Hakkımda hayırlısı olur inşallah diyip yola odaklandım. Eve gelmemize az kalmıştı.
Beş dakika kadar daha yürüdükten sonra binaya geldik ve ben şifreyi girdim. Ardından asansöre bindik ve üçüncü kata geldik.
Eve girer girmez annemgile "Hayırlı geceler." diyip odama gittim. Kesinlikle bu sefer sahurda on beş dakika kala uyumayacaktım. Dün olanlardan sonra bu imkansızdı.
Üstümdekileri çıkarıp pijamalarımı giyindim ve odamın camını açtım. Işığı kapatıp kitaplığımın raflarına doladığım pirinç tanesi büyüklüğündeki rengarek led ışıklarımı yaktım.
En son okuduğum kitabımı elime aldım ve buz gibi yatağımın içine girdim. Kitap okumadan önce biraz telefona bakmaya karar verdim.
Arkadaşlarımdan ve sınıf grubundan gelen birkaç mesaja cevap verdikten sonra sosyal medya hesabıma bakınmaya başladım.
Saçma sapan hesaplardan yazan çılgın vazgeçmiş olmalıydı diye düşünürken gelen mesaj bildirimiyle yüreğim hopladı.
Bismillahirrahmanirrahim. Bu beni duyuyor muydu yav? Acaba odama dinleyici böceklerden falan mı koymuştu.
Mesaja tıkladım ve gözlerimi ışıktan dolayı kısarak okudum.
@isimbulamiyomqb : Hayırlı geceler ey mümine
Bu cidden sinirimi bozmaya başlamıştı artık. Cevap verme gereksinimi duymadan direk engeli bastım. Mesajlarını görüldü atınca eninde sonunda bıkıp bırakacaktı.
Yani inşallah.
Biraz daha telefonla oyalandıktan sonra onu masanın üstüne koydum ve babama geçenlerde aldırdığım sahabelerin hayatını konu alan kitabımı okumaya başladım.
Musab b. Umeyr içlerinden en çok hayranlık duyduğum sahabelerdendi.
Hep düşünmüştüm, acaba Peygamber Efendimiz (s.a.v) döneminde yaşasam neler olurdu? Müslüman olur muydum?
Aslında halimize ne kadar şükretsek azdı. Müslüman bir ailede doğmak yerine hristiyan bir ailede de doğabilirdim. Derin düşüncelerimle ve sahabelerin sabırlarına hayranlık duyarak kitabımı okudum.

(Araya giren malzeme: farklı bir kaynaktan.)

Issue #765, opened 2020-08-05
Add frontend test infrastructure


shreyamalviya:
## Problem
We only have unit tests for the backend as of now. We should create infrastructure for JS unit testing: add automatic unit test execution to travis and codecov, implement a few unit tests as an example for important parts of UI code

We investigated a handful of UI testing frameworks in #3685, and have settled on Jest for unit tests and Cypress for end-to-end testing. We currently have a branch, `3685-cypress`, which has some basic testing implemented.

## Tasks
- [x] Setup Jest (guardicore/monkey#4030)
    - [x] Add Jest dev dependencies
    - [x] Configure Jest to use typescript ~and webpack~
    - [x] Implement a unit test
    - [x] Add NPM script to run unit tests
- [ ] Setup Cypress (guardicore/monkey#4048)
    - [x] Add Cypress dev dependencies
    - [ ] Configure cypress to use react and webpack
    - [x] Implement a component test using Cypress (e.g., login page)
    - [x] Implement an e2e test using Cypress (e.g., registration)
    - [x] Add NPM scripts to run the component and e2e tests

VakarisZ:
Related: https://github.com/guardicore/monkey/issues/1127

PR #4030, opened 2024-01-17
765 add jest

cakekoa:
# What does this PR do?

Fixes part of #765.

- Add Jest test framework
- Add some unit tests

## PR Checklist

## Testing Checklist

* [x] Do all unit tests pass?

### DIFF
--- a/monkey/monkey_island/cc/next_ui/src/lib/localStorage.test.ts
+++ b/monkey/monkey_island/cc/next_ui/src/lib/localStorage.test.ts
@@ -1,0 +1,105 @@
+import {
+    afterAll,
+    beforeAll,
+    beforeEach,
+    describe,
+    expect,
+    it,
+    jest
+} from '@jest/globals';
+import {
+    isWindowDefined,
+    executeIfWindowDefined,
+    localStorageGetItem,
+    localStorageSetItem,
+    localStorageRemoveItem
+} from '@/lib/localStorage';
+
+const windowMock = jest.spyOn(globalThis, 'window', 'get');
+let mockData = {};
+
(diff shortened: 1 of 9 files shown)


VakarisZ (commented):
Based on [next documentation](https://nextjs.org/docs/app/building-your-application/testing/jest) it seems like putting tests in `__tests__` folder is another option we have. Since we're likely to move folders around, I think we should keep test files and code files together

monkey/monkey_island/cc/next_ui/src/lib/localStorage.test.ts
```diff
@@ -0,0 +1,96 @@
...
+            const item = localStorageGetItem('key');
+            expect(item).toBe(null);
+        });
+    });
+    describe('localStorageSetItem', () => {
+        it('should set the item in local storage', () => {
+            localStorageSetItem('key', 'value');
+            expect(mockData['key']).toBe('value');
+        });
+        // TODO: Should it silently fail if there is no window?
```
VakarisZ, line 61: Not sure either, if the window is not defined it means that it's running on the back-end (in node server). But also, if we should never call this method in the node then why do we need to check if window is defined...

VakarisZ (commented):
Tese tests test so little that I have an urge to commit a crime and test authentication token by mocking localstorage without explicit localStorage tests

VakarisZ (commented):
You think this is a good time to add this to travis? I'm not sure it's a good idea to add them to the pre-commit hook, because for me they take 5 seconds to run

VakarisZ (approved):
Approved, but remove the comments from the config

PR #4036, opened 2024-01-18
4008 refresh token

### LINKED ISSUE #4008: Refresh the token based on user activity
Our authentication protocol requires that the client obtain an updated token on a regular basis in order to keep the session alive. One method for doing this is to check if the token needs to be refreshed whenever the client communicates with the Island. This would be fine if every request were initiated by a user interaction, however we expect that the client will also need to send requests in the background, which we may not want to count toward keeping the session alive. Moreover, we have pages like the Map page which we largely expect the user to remain idle while the Monkey completes its run, and we'd like the session to remain up as long as a human is actively observing it. Ultimately we'd like to avoid the closing the session and redirecting the user to the login screen while the user is actively using the web interface.

One potential solution would be to use the [react-idle-timer](https://idletimer.dev) in the main layout (so that it's a part of every page) to help determine if and when to initiate a token refresh.

cakekoa:
# What does this PR do?

Fixes #4008.

## PR Checklist

## Testing Checklist

* [ ] Do all unit tests pass?


VakarisZ:
Closing this for now, let's revisit it later and cherry-pick the relevant commits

Zamanın ne kadar çabuk geçtiğini fark etmemiştim bile. Kitabı okurken gözlerim yavaş yavaş elimde olmadan kapanmaya başladı ve uykunun esiri olmak üzere kendimi teslim ettim.
Yattım Allah kaldır beni, nur içine daldır beni.
Uykuya dalmak üzereyken bile nasıl aklıma geliyordu yahu?
◆
Göz kapaklarıma vurarak beni rahatsız eden ışığın ne olduğunu bilmiyordum. Yavaş yavaş gözlerimi araladığımda karşımda elindeki telefonu bana tutarak fotoğrafımı çeken abimle yengemi görmeyi tahmin etmiyordum.
Hadi ama bu halimle fotoğrafımı mı çekmişlerdi?
Uykunun tesiriyle olsa gerek onları pek umursamadım ve hala yanan led ışıklarımı kapattım. Ardından çekmeceden bir tülbent çıkarıp başıma geçirdim. Abimle yengem bana gülerken lavaboya ilerledim ve elimi yüzümü yıkayıp kendime gelmeyi bekledim.
Ardından yavaş adımlarla mutfağa ilerlerken pijamlarımla olduğumu ve etek giymediğimi fark ettim. Aslında bunlarla da durabilirdim ama bizim ailemizde böyle şeyler pek hoş karşılanmazdı. Ayrıca onların yanında ben de böyle duramaz, utanırdım. Etekle kendimi daha rahat hissediyordum.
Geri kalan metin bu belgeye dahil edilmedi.